一维实或复动力系统中若干问题研究

Dynamical system is one of the important research directions in fundamental mathematics, and One-dimensional dynamics is one of the important research branch in dynamical system. The main objectives in one-dimensional dynamics are iterations of rational functions on Riemann sphere, or continuous functions on interval or circumference. The aims of this project are non-uniformly hyperbolic conditions, thermodynamical formalism and fractal properties of Julia sets and their invariant subset in one-dimensional real or complex dynamics. First, we will continue to study the relationship among various non-uniformly hyperbolic conditions and their invariant properties. Second, we will also prove some equalities of fractal dimensions of Julia sets for interval maps. Finally, we will pay more attention to the thermodynamical formalism in one-dimensional dynamics. Through these studies, we hope that we can understand the more properties of one-dimensional dynamics.

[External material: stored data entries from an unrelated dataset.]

PR #3205, opened 2021-04-17
DOC: Misc numpydoc syntax fixing.

Carreau:
This uses https://github.com/Carreau/velin to try to automatically fix a
couple of issues in docstrings to match the numpydoc syntax.

 - Space before colon in Parameter sections is necessary for numpydoc to
 properly recognize parameter name and type.
 - Naming of sections in numpydoc is plural usually

This also remove a couple of documented parameters that don't exists
(either removed, or copy-past is my guess).

### DIFF
--- a/yt/_maintenance/deprecation.py
+++ b/yt/_maintenance/deprecation.py
@@ -18,7 +18,7 @@ def issue_deprecation_warning(msg, *, removal, since=None, stacklevel=3):
     """
     Parameters
     ----------
-    msg: str
+    msg : str
         A text message explaining that the code surrounding the call to this function is
         deprecated, and what should be changed on the user side to avoid it.
 
--- a/yt/data_objects/construction_data_containers.py
+++ b/yt/data_objects/construction_data_containers.py
@@ -2112,10 +2112,6 @@ class YTSurface(YTSelectionContainer3D):
 
         Parameters
         ----------
-        filename : string
-            The file this will be exported to.  This cannot be a file-like object.
-            Note - there are no file extentions included - both obj & mtl files
-            are created.
         transparency : float
             This gives the transparency of the output surface plot.  Values
             from 0.0 (invisible) to 1.0 (opaque).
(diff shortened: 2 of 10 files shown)


neutrinoceros:
Very cool, thanks Matthias !
I see that Velin exposes a pre-commit hook as well, which is awesome. Would you mind adding it to our `.pre-commit-config.yaml` ?

munkm (approved):
This is great! Thanks Matthias!!!!

munkm:
Maybe we can open a "good first contribution" issue to add the pre-commit hook! That would be a nice fix for a new contributor. What do you think @neutrinoceros ?

neutrinoceros:
I think it'd take much less time to do it myself TBF. I'm giving priority to Matthias here as courtesy to the author :)

munkm:
> I think it'd take much less time to do it myself TBF. 

That's the nature of all "good first contribution" issues 🙂

neutrinoceros:
True. I also don't think we should advertise "solve our infrastructure" as good first issues. Most potential contributors wouldn't know what to do, and the others could question our ability to do the job.

Carreau:
> I see that Velin exposes a pre-commit hook as well, which is awesome. Would you mind adding it to our `.pre-commit-config.yaml` ?

I think it is not yet stable enough to be added as a an alway on pre-commit; there are still bugs, like for example if you forget the blank line before the Return section, because of how numpydoc works it will just nuke the section. 

There are also case where it get things wrong like:

```
Yields
------

A tuple of :class:`FooBar`
```

It will replace to ``: class:`FooBar` `` which is invalid RST syntax. 

So maybe a bit later, when I'm more confident that it won't just throw away a paragraph you took 10 minutes to write :-)

neutrinoceros:
Totally fine by me. In that case we can merge this as in AFAIC. Thanks again !

neutrinoceros (approved):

动力系统是基础数学的一个重要研究方向，一维动力系统又是动力系统中的一个重要研究分支，主要研究黎曼球面上的有理函数，或区间、圆周上的连续函数的迭代。本课题旨在研究一维实或复动力系统中的非一致双曲性条件，热力动力学性质以及Julia集及其不变子集的分形性质。首先，我们将延续申请人的青年基金项目，继续研究一维动力系统中各种非一致双曲性条件之间的关系和它们的不变形，同时也将证明区间映射中Julia集的分形维数之间的关系。其次，我们将重点考察一维动力系统中的热力动力学性质。希望通过上述研究，能够对一维动力系统有更新、更深刻的认识；能够更好地理解一维动力系统中的热力动力学性质。

本项目按计划书开展研究，较好地完成了预期的目标，得到了如下结果：我们研究了非一致双曲性条件，证明了Collect-Eckmann条件附件零界点的慢回复性是拓扑共轭不变的；我们研究了有理函数的Poincare级数，证明了对于一大类满足较弱双曲性条件的有理函数动力系统的 Poincare 临界指数和 Julia 集的双曲维数都是相等的；考察了区间映射的热力学动力性质，我们用平衡态测度的测度熵和李雅普指数给出了势函数是双曲的等价刻画。